*Exercise input*.

◇ ◇ ◇ ◇ ◇

PR #220, opened 2024-02-08
Bump clojure tools versions

gilvan-reis:
Even after [adding the license](https://github.com/nubank/matcher-combinators/pull/219) to the POM file, we still [can not deploy to clojars](https://github.com/nubank/matcher-combinators/actions/runs/7820320633/job/21334888472).

After some analysis, I discovered the problem was related to the `tools.deps` version (`0.16.1264`) being used that does not support the usage of the `:pom-data`. 

So I'm bumping the `tools.build` version to generate the correct POM file. I could verify that everything was correct by executing `bb jar` and checking the file on `target/classes/META-INF/maven/nubank/matcher-combinators/pom.xml`

### DIFF
--- a/deps.edn
+++ b/deps.edn
@@ -36,6 +36,6 @@
 
   :build
   {:extra-deps {slipset/deps-deploy {:mvn/version "0.2.0"}
-                io.github.clojure/tools.build {:git/sha "fe6b1405ba888720c813c7488c03880be73bbe20"}}
+                io.github.clojure/tools.build {:mvn/version "0.9.6"}}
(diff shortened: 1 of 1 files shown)


scottbale (approved):
I can't think of any problems with bumping this dep, LGTM.

philomates:
so it required a version downgrade of `tools.deps`? If the build runs, then :shipit: 
thanks for investigating

gilvan-reis:
@philomates Actually it was a upgrade of `tools.deps` from `0.16.1264` to `0.18.1354`

PR #313, opened 2024-10-25
Add a custom metrics middleware for pulp-api

lubosmj:


lubosmj:
image

bmbouter:
This looks amazing!

pulp_service/pulp_service/app/middleware.py
```diff
@@ -55,3 +66,66 @@ def process_response(self, request, response):
...
+        exporter = OTLPMetricExporter()
+        reader = PeriodicExportingMetricReader(exporter)
+        resource = Resource(attributes={"service.name": "pulp-api"})
+        provider = MeterProvider(metric_readers=[reader], resource=resource)
+
+        set_meter_provider(provider)
+        meter = metrics.get_meter("pulp.custom_metrics")
+
+        self.request_duration_histogram = meter.create_histogram(
+            name="http.server.custom.request_duration",
```
bmbouter, line 82: Can we put the process name in here somehow so that the django custom histogram and the aiohttp custom histogram (not yet created) will no longer colide... ?

bmbouter: Because right now all of our filtering needs to filter one process or the other, it would be nicer for the graphs just to use "the correct metric" when selecting the data source

bmbouter: Maybe `http.api.request_duration` and then `http.content.request_duration`?
Or `http.server.custom.request_duration` vs `aiohttp.server.custom.request_duration`
I keep on thinking we should not have the word "custom" in it, they're just the Pulp metrics.
Naming is hard.

bmbouter (approved):
I'm LGTMing in case you want to merge as is and fixup later.

PR #317, opened 2024-10-28
Add a custom metrics middleware for pulp-content

lubosmj:
In this commit, the `pulp_http_server_custom_request_duration_milliseconds_*` metric was split into two `pulp_content_request_duration_milliseconds_*` and `pulp_api_request_duration_milliseconds_*` metrics.

Even though these metrics are self-explanatory, it is still recommended to specify "service.name". Otherwise, "exported_job" on the collector's side will be set to "unknown_service".


bmbouter (approved):
Thank you!

PR #320, opened 2024-10-30
Fix the range for time series in the dashboard

lubosmj:
Inspired by
https://hoelz.ro/blog/use-caution-when-using-rate_interval-along-with-increase.


lubosmj:
Before:
Screenshot from 2024-10-30 17-17-20

After:
Screenshot from 2024-10-30 17-17-16

decko (approved):

PR #354, opened 2024-11-21
Update grafana dashboard

git-hyagi:
* re-organize latency and rps panels by pulpcore pod types
* modify request rate queries (kept the old ones disabled to make it easier to roll back or compare the outputs)
* decreased the dashboard default "time range" to avoid error trying to pull a lot of metrics at once and the graphs "crashing"
* modified the "graph tooltip" to "shared tooltip"
* modified request rate panels legend to table and added the max/mean/last counters


git-hyagi:
new distribution
Screenshot from 2024-11-21 16-04-36

bmbouter (approved):
Let's do this!

dkliban (approved):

◇ ◇ ◇ ◇ ◇

Count all lines of the data that include "bmbouter". The answer is the number alone.

7